Exercise instructions:
Which lines below include "objects"? Copy them all.

Dataset entries:
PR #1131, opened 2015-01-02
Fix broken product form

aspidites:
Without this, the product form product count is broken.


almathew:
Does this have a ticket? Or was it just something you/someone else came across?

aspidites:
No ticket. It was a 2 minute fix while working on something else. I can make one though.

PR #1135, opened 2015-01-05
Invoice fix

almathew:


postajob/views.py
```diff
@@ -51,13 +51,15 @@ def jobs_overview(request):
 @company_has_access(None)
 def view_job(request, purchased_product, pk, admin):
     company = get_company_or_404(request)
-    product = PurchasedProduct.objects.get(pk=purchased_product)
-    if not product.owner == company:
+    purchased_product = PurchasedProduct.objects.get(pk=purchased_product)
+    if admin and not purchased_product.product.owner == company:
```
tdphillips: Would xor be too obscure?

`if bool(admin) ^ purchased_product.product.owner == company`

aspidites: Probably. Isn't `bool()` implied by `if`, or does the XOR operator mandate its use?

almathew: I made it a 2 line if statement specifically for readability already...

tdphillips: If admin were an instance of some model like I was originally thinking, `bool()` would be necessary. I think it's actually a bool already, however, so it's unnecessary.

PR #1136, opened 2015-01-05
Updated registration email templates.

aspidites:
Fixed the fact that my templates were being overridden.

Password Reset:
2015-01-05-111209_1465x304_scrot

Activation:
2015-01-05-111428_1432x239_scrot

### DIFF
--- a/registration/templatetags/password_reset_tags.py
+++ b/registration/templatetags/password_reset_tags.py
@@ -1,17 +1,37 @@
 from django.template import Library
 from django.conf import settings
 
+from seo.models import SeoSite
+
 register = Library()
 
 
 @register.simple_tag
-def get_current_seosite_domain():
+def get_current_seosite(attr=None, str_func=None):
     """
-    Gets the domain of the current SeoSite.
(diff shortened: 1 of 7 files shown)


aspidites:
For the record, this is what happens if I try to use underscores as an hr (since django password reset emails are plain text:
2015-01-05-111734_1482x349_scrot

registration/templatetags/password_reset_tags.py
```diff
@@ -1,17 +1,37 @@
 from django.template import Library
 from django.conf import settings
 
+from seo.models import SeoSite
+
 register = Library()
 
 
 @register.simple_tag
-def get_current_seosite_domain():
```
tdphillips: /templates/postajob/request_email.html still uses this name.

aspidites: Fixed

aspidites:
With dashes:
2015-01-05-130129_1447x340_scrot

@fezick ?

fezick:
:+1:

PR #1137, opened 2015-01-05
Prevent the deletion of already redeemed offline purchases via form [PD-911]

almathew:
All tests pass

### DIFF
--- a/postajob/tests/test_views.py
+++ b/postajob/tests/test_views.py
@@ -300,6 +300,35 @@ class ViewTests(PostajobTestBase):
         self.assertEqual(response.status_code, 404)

Response:
-    product = PurchasedProduct.objects.get(pk=purchased_product)
+    purchased_product = PurchasedProduct.objects.get(pk=purchased_product)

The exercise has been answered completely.